*** Opening Entries shown ***

PR #8095, opened 2026-09-11
perf(ci): run vite-plugin tests inside build-packages

nmerget:
## Proposed changes

Merges the vite-plugin tests into `build-packages` to remove a separate job (reduces peak runner usage under the org's 20-runner cap).

The vite-plugin `test` (generator unit tests + an integration test that runs `npm ci` and builds the `react-app`/`vue-app` fixtures) needs the `packages/{components,foundations}/build` styles and the `output/*` framework packages. All of these are produced in-tree by `pnpm run build` in `build-packages` — the fixtures reference them via `file:` deps, and `build-packages` already uploads `db-ux-output` from that same `output/`.

- Added a `Run Vite Plugin Tests` step to `01-build-packages.yml` after `pnpm run build`.
- Deleted `02-vite-plugin-test.yml`.
- Removed the `test-vite-plugin` job and its `checks-done` references from `default.yml`. A failure still blocks the pipeline via the existing `cancel-on-failure-build-packages`.

Net: one fewer job per run (its `Init Cache` + three artifact downloads gone).

### Code Quality

### Validation

### General

🔭🐙🐈 Test this branch here: <https://design-system.deutschebahn.com/core-web/review/perf-merge-vite-plugin-into-build-packages>


mfranzke:
@codex review

.github/workflows/01-build-packages.yml
```diff
@@ -26,6 +26,15 @@ jobs:
           pnpm run build
           pnpm --filter scripts run docs-file-references
 
+      # Run the vite-plugin tests here rather than in a separate job. `pnpm run
+      # build` above already produced everything they need in-tree: the
+      # packages/{components,foundations}/build styles and the output/* framework
+      # packages that the integration-test fixtures reference via file: deps.
+      # Testing in-place avoids a whole extra job (Init Cache + artifact
+      # downloads) - valuable under the org's 20-runner cap.
+      - name: 🧪 Run Vite Plugin Tests
```
michaelmkraus: The step sits before all nine `⏫ Upload …` steps, so a test failure uploads no artifacts at all. Moving it after `⏫ Upload mcp-server build` (line 86–90) gates identically but keeps `packages/*/build and output/` downloadable for debugging.

.github/workflows/01-build-packages.yml
```diff
@@ -26,6 +26,15 @@ jobs:
...
+        run: pnpm --filter @db-ux/core-vite-plugin run test
```
michaelkraus: A failure here now triggers `cancel-on-failure-build-packages → gh run cancel` kills the whole run. Previously `test-vite-plugin` had no cancel job, so a failure only made `checks-done` fail and could be re-run in isolation. Is this intended?

michaelmkraus: A failure here now triggers cancel-on-failure-build-packages → gh run cancel kills the whole run. Previously test-vite-plugin had no cancel job, so a failure only made checks-done fail and could be re-run in isolation.  Is this intended?

.github/workflows/01-build-packages.yml
nmerget: Good catch. Moved the `🧪 Run Vite Plugin Tests` step to after `⏫ Upload mcp-server build`, so a test failure now still leaves `packages/*/build` and `output/` uploaded and downloadable for debugging. Gating is unchanged since it stays in the same job. Done in a60a000.

.github/workflows/01-build-packages.yml
nmerget: Yes, that's intended. We want a vite-plugin test failure to surface as fast as possible and stop the whole run rather than keep burning runners on downstream jobs — failing fast is the goal here. The trade-off (no isolated re-run like the old standalone `test-vite-plugin` job) is acceptable; the run can be re-triggered as a whole.

.github/workflows/01-build-packages.yml
```diff
@@ -80,3 +80,14 @@ jobs:
...
+      # Run the vite-plugin tests here rather than in a separate job. `pnpm run
+      # build` above already produced everything they need in-tree: the
+      # packages/{components,foundations}/build styles and the output/* framework
+      # packages that the integration-test fixtures reference via file: deps.
+      # Testing in-place avoids a whole extra job (Init Cache + artifact
+      # downloads) - valuable under the org's 20-runner cap. This step runs
+      # after all uploads so a test failure still leaves the packages/*/build
+      # and output/ artifacts downloadable for debugging.
+      - name: 🧪 Run Vite Plugin Tests
+        run: pnpm --filter @db-ux/core-vite-plugin run test
```
michaelmkraus, line 93: If a test fails, the whole pipeline run gets cancelled now. Before, only this job failed and you could re-run it. Is this intended?

nmerget: Yes it should fail as fast as possible, that's even better here

PR #8097, opened 2026-09-11
test(ci): set Playwright workers to 75% on CI

nmerget:
## Proposed changes

**Experiment / measurement PR** — follow-up to the `50%` workers run (#8093), which roughly halved the showcase e2e suites (e.g. react-showcase shard axe-core 3m42s -> 1m53s).

Sets Playwright `workers: '75%'` on CI = **3 workers** on the 4-core public `ubuntu-24.04` runners.

**Open question this measures:** 1->2 workers gained ~2x because a full core was idle. 2->3 leaves only one core for the OS, the static `webServer`, and the (multi-process, CPU-hungry) browsers, so the extra worker may give little, break even, or regress with timeouts. `retries: 1` absorbs the odd blip — the thing to watch is whether **retry counts rise** and eat the savings, and whether snapshot tests get flaky.

Compare shard timings and retries against the `50%` run before deciding which to keep. Not intended to merge as-is.

### Code Quality

### Validation

### General

🔭🐙🐈 Test this branch here: <https://design-system.deutschebahn.com/core-web/review/test-playwright-workers-75>

### DIFF
--- a/showcases/playwright.config.ts
+++ b/showcases/playwright.config.ts
@@ -67,8 +67,15 @@ const config: PlaywrightTestConfig = {
 	fullyParallel: true,
 	/* Fail the build on CI if you accidentally left test.only in the source code. */
 	forbidOnly: Boolean(process.env.CI),
-	/* Opt out of parallel tests on CI. */
-	workers: process.env.CI ? 1 : undefined,
+	/*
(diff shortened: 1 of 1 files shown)


nmerget:
We save only 20 seconds on the e2e test compared to the 50% so we won't go with this

PR #91, opened 2023-11-22
Schema fixes - better enum format, not exporting full output field names to schema.

awkrupka:


flow360/component/flow360_params/flow360_output.py
```diff
@@ -85,24 +137,25 @@ class SurfaceOutput(Flow360BaseModel):
...
-        alias="animationFrequency"
-    )
-    animation_frequency_offset: Optional[int] = pd.Field(alias="animationFrequencyOffset")
-    animation_frequency_time_average: Optional[Union[PositiveInt, Literal[-1]]] = pd.Field(
-        alias="animationFrequencyTimeAverage"
-    )
-    animation_frequency_time_average_offset: Optional[int] = pd.Field(
-        alias="animationFrequencyTimeAverageOffset"
-    )
+    animation: Optional[AnimationSettings] = pd.Field(alias="animation")
```
maciej-flexcompute, line 140: 1. we also need to have legacy way of defining animations. We can put it in classes SurfaceLegacy (not sure what is the best naming convention here). 

2. We need `to_solver()` function:
```python
class Surface:
   def to_solver(params: Flow360Params) -> SurfaceLegacy:
      pass
```

awkrupka: Readded legacy animations along with to_solver methods. Once we switch to the animation_settings structure on the solver side this duplication can be removed and resolved in the updater for back-compatibility

tests/params/test_outputs.py
```diff
@@ -41,57 +43,7 @@ def test_aeroacoustic_output():
...
-
-    to_file_from_file_test(output)
-
-    with pytest.raises(pd.ValidationError):
-        output = AeroacousticOutput(
-            observers=[(0, 0, 0), (0, 1, 1)],
-            animation_frequency=1,
-            animation_frequency_offset=-2,
-            patch_type="other",
-        )
```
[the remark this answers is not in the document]
awkrupka: Readded - this was removed back when Aeroacoustic output was stripped down according to documentation. Now that the fields have been readded the tests work again.

maciej-flexcompute (approved):

PR #92, opened 2023-11-28
Add aeroacoustic write per patch feature

chai-flex:


flow360/component/flow360_params/flow360_params.py
```diff
@@ -914,6 +914,7 @@ class AeroacousticOutput(Flow360BaseModel):
     animation_frequency_offset: Optional[int] = pd.Field(alias="animationFrequencyOffset")
     patch_type: Optional[str] = pd.Field("solid", const=True, alias="patchType")
     observers: List[Coordinate] = pd.Field()
+    write_per_surface_output: Optional[bool] = pd.Field(alias="writePerSurfaceOutput")
```
maciej-flexcompute, line 917: does it have default value? You can pass default as first argument to `pd.Field()`

maciej-flexcompute (approved):

PR #100, opened 2023-12-07
migrate validation logic (1st PR)

feilin-flexcompute:
add validator to do checking across multiple attributes in Flow360


flow360/component/flow360_params/flow360_params.py
```diff
@@ -4,7 +4,6 @@
 # This is a temporary measure until flow360_temp models are merged
 # pylint: disable=too-many-lines
 # pylint: disable=unused-import
-from __future__ import annotations
```
maciej-flexcompute, line 7: This is needed when you refer to type before definition

flow360/component/flow360_params/solvers.py
```diff
@@ -186,17 +186,25 @@ def _get_optional_objects(cls) -> List[str]:
...
+class TurbulenceModelConstantsSST(Flow360BaseModel):
+    """:class:`TurbulenceModelConstantsSST` class"""
+
     C_DES1: Optional[float]
     C_DES2: Optional[float]
     C_d1: Optional[float]
     C_d2: Optional[float]
 
 
+TurbulenceModelConstants = Union[TurbulenceModelConstantsSA, TurbulenceModelConstantsSST]
```
maciej-flexcompute, line 205: `TurbulenceModelConstants` seems not be used, right?

flow360/component/flow360_params/solvers.py
```diff
@@ -289,6 +297,7 @@ class TurbulenceModelSolverSST(TurbulenceModelSolver):
     """:class:`TurbulenceModelSolverSST` class"""
 
     model_type: Literal["kOmegaSST"] = pd.Field("kOmegaSST", alias="modelType", const=True)
+    model_constants: Optional[TurbulenceModelConstantsSST] = pd.Field(alias="modelConstants")
```
maciej-flexcompute, line 300: every field present as an allowed type in Flow360Params structure, will be present in webUI available option. Therefore I think the best would be to add defaults to the `TurbulenceModelConstantsSA` and `TurbulenceModelConstantsSST`

flow360/component/flow360_params/solvers.py
```diff
@@ -380,7 +390,7 @@ class TransitionModelSolver(GenericFlowSolverSettings):
         alias="maxForceJacUpdatePhysicalSteps"
     )
     order_of_accuracy: Optional[Literal[1, 2]] = pd.Field(alias="orderOfAccuracy")
-    turbulence_intensity_percent: Optional[PositiveFloat] = pd.Field(
+    turbulence_intensity_percent: Optional[pd.confloat(ge=0.03, le=2.5)] = pd.Field(
```
maciej-flexcompute, line 393: do we have default here?

flow360/component/flow360_params/solvers.py
```diff
@@ -380,7 +390,7 @@ class TransitionModelSolver(GenericFlowSolverSettings):
...
         alias="turbulenceIntensityPercent"
     )
-    N_crit: Optional[PositiveFloat] = pd.Field(alias="Ncrit")
+    N_crit: Optional[pd.confloat(ge=1, le=11)] = pd.Field(alias="Ncrit")
```
maciej-flexcompute, line 396: do we have default here?

flow360/component/flow360_params/solvers.py
feilin-flexcompute: No.

flow360/component/flow360_params/solvers.py
feilin-flexcompute: yes

flow360/component/flow360_params/solvers.py
feilin-flexcompute: yes, added.

flow360/component/flow360_params/solvers.py
feilin-flexcompute: it is used in the base class of turbulence model solver, but it is useless, so removed.

flow360/component/flow360_params/solvers.py
feilin-flexcompute: added

flow360/component/flow360_params/solvers.py
feilin-flexcompute: restored due to model_constants is required for legacy

maciej-flexcompute (approved):

PR #103, opened 2023-12-11
Added custom optional field generation

awkrupka:


flow360/component/flow360_params/solvers.py
```diff
@@ -179,6 +179,10 @@ class NavierStokesSolver(GenericFlowSolverSettings):
     def _get_field_order(cls) -> List[str]:
         return ["*", "linearSolver"]
 
+    @classmethod
+    def _get_optional_objects(cls) -> List[str]:
+        return ["linearSolver"]
```
maciej-flexcompute, line 184: we can keep it as this in this PR. But I think we can create a generic method for it, right? Detect if something is optional and detect if it is base model

flow360/component/flow360_params/params_base.py
```diff
@@ -366,6 +372,39 @@ def _swap_key_in_nested_dict(cls, dictionary, key_to_replace, replacement_key):
 
         return dictionary
 
+    @classmethod
+    def _transform_optional_field(cls, model: dict, key: str):
```
maciej-flexcompute, line 376: rename function to be more descriptive, eg:
`_generate_schema_for_optional_objects()`

Or maybe we can create a member schema class, where we can put such functions.

flow360/component/flow360_params/params_base.py
```diff
@@ -366,6 +372,39 @@ def _swap_key_in_nested_dict(cls, dictionary, key_to_replace, replacement_key):
...
+        field = model["properties"].pop(key)
+        if field is not None:
+            ref = field.get("$ref")
+            if ref is None:
+                log.warning("Trying to apply optional field transform to a non-ref field")
```
maciej-flexcompute, line 381: if this is a problem, shouldn't we raise?

flow360/component/flow360_params/params_base.py
```diff
@@ -378,6 +417,9 @@ def flow360_schema(cls):
         schema = cls.schema()
         cls._clean_schema(schema)
         cls._fix_single_allof(schema)
+        optional = cls._get_optional_objects()
```
maciej-flexcompute, line 420: `optionals`

tools/integrations/data/NavierStokesSolver.json
```diff
@@ -72,6 +63,11 @@
       "minimum": 0.01,
       "maximum": 1,
       "type": "number"
+    },
+    "_addLinearSolver": {
+      "title": "Add linear solver",
+      "type": "boolean",
+      "default": false
```
maciej-flexcompute, line 70: will we have an option to use this 'displayed_name' for this internal flag?
Specifically here, I would prefer to have `Add linear solver config` as `adding linear solver` has different meaning

maciej-flexcompute (approved):

PR #112, opened 2024-01-02
[FLPY-76] Loc path class name removal

awkrupka:


examples/case_params_with_units.py
```diff
@@ -53,13 +53,14 @@
 
 del params_as_dict["fluid_properties"]
 
-errors, warnings = validate_flow360_params_model(params_as_dict)
-pprint(errors)
+with fl.SI_unit_system:
+    errors, warnings = validate_flow360_params_model(params_as_dict)
+    pprint(errors)
```
maciej-flexcompute, line 58: validation should not be called inside context

examples/case_params_with_units.py
```diff
@@ -69,3 +70,9 @@
 
 params_as_json = params_solver.to_flow360_json()
 print(params_as_json)
+
+# Class name removal from loc
+with fl.SI_unit_system:
```
maciej-flexcompute, line 75: validation should not be called inside context

flow360/services.py
```diff
@@ -109,6 +109,18 @@ def validate_flow360_params_model(params_as_dict):
     else:
         validation_errors = validation_errors.errors()
 
+    # Check if all validation loc paths are valid params dict paths that can be traversed
+    for error in validation_errors:
+        current = params_as_dict
+        for field in error["loc"]:
```
maciej-flexcompute, line 115: why not:
```python
for field in error["loc"][:-1]:
```

awkrupka: Fixed

examples/case_params_with_units.py
awkrupka: This fails without the context - in case-editor branch we have the unit system context passed as an argument, but on develop this is the only way to prevent the "Params must be created within a unit system context (...)" error message. Once changes from case-editor are applied this can be discarded.

examples/case_params_with_units.py
awkrupka: This fails without the context - in case-editor branch we have the unit system context passed as an argument, but on develop this is the only way to prevent the "Params must be created within a unit system context (...)" error message. Once changes from case-editor are applied this can be discarded.

maciej-flexcompute (approved):

PR #114, opened 2024-01-05
[FLPY-79, 80, 84] Schema config refactor, nested optionals, vector dimensioned fields, minor visual fixes.

awkrupka:


tools/integrations/schema_generation.py
```diff
@@ -61,17 +58,29 @@ class _Freestreams(Flow360BaseModel):
...
-    """
 
+class _TurbulenceModelSolver(Flow360BaseModel):
     solver: Union[fl.SpalartAllmaras, fl.KOmegaSST, fl.NoneSolver]
 
+    class SchemaConfig(Flow360BaseModel.SchemaConfig):
+        field_order = ["*", "linearSolver"]
+        optional_objects = ["anyOf/properties/linearSolver"]
+        exclude_fields = ["anyOf/properties/linearSolver/default"]
+        root_property = "properties/solver/anyOf"
```
maciej-flexcompute, line 76: why solver, not turbulenceModelSolver?

tools/integrations/schema_generation.py
```diff
@@ -80,51 +89,212 @@ class _FluidProperties(Flow360BaseModel):
...
+    """FluidDynamicsVolumeZone type"""
+
+    model_type = pd.Field("FluidDynamics", alias="modelType", const=True)
+    reference_frame: Optional[
+        Union[
+            ReferenceFrame,
+            ReferenceFrameExpression,
+            ReferenceFrameDynamic,
+        ]
+    ] = pd.Field(alias="referenceFrame")
```
maciej-flexcompute, line 120: are we able to achieve this by using `SchemaConfig.exclude...` or something similar?

awkrupka: Issue with exclude is that we would need to delete the parent based on, let's say - the title, as members of an Union are treated as array elements - this would have to be handled via some other config field and the above just seemed like the most convenient way to limit schema-specific members.

maciej-flexcompute (approved):

PR #118, opened 2024-01-10
Added case editor service functionalities

maciej-flexcompute:


flow360/services.py
```diff
@@ -61,45 +201,27 @@ def get_default_fork(params_as_dict):
...
-def validate_flow360_params_model(params_as_dict):
+def validate_flow360_params_model(params_as_dict, unit_system_name):
     """
     Validate a params dict against the pydantic model
     """
+
+    unit_system = init_unit_system(unit_system_name)
+
+    # removing _add properties as these are only used in WebUI
+    params_as_dict = remove_properties_with_prefix(params_as_dict, "_add")
```
awkrupka, line 212: Removing the prefixed values here is okay, but during fork/retry won't we sometimes also have to handle those possibly? If we did, we probably don't want to delete them.

tests/test_flow360_params.py
```diff
@@ -176,7 +176,9 @@ def test_flow360param():
 
 def test_flow360param1():
     with flow360.SI_unit_system:
-        params = Flow360Params(freestream=FreestreamFromVelocity(velocity=10 * u.m / u.s))
+        params = Flow360Params(
+            freestream=FreestreamFromVelocity(velocity=10 * u.m / u.s), boundaries={}
```
awkrupka, line 180: Does the user have to add the empty boundaries every time now? If so, shouldn't we handle this via some default?

maciej-flexcompute: the boundaries are obligatory for every case and we need explicitly set them. Implicit settings can lead to unexpected behaviour

awkrupka (approved):

PR #119, opened 2024-01-10
added exclude handling on export to flow360 json

maciej-flexcompute:


awkrupka (approved):
Looks good - something like that could possibly be used to rewrite schema generation in a similar fashion where we don't need to define paths to excluded fields in the root schema config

*** Closing Entries shown ***

◆ **Brief**:
If a line in the records contains the word "pylint", copy it out.

◆ **Exercise result**:
 # pylint: disable=too-many-lines
 # pylint: disable=unused-import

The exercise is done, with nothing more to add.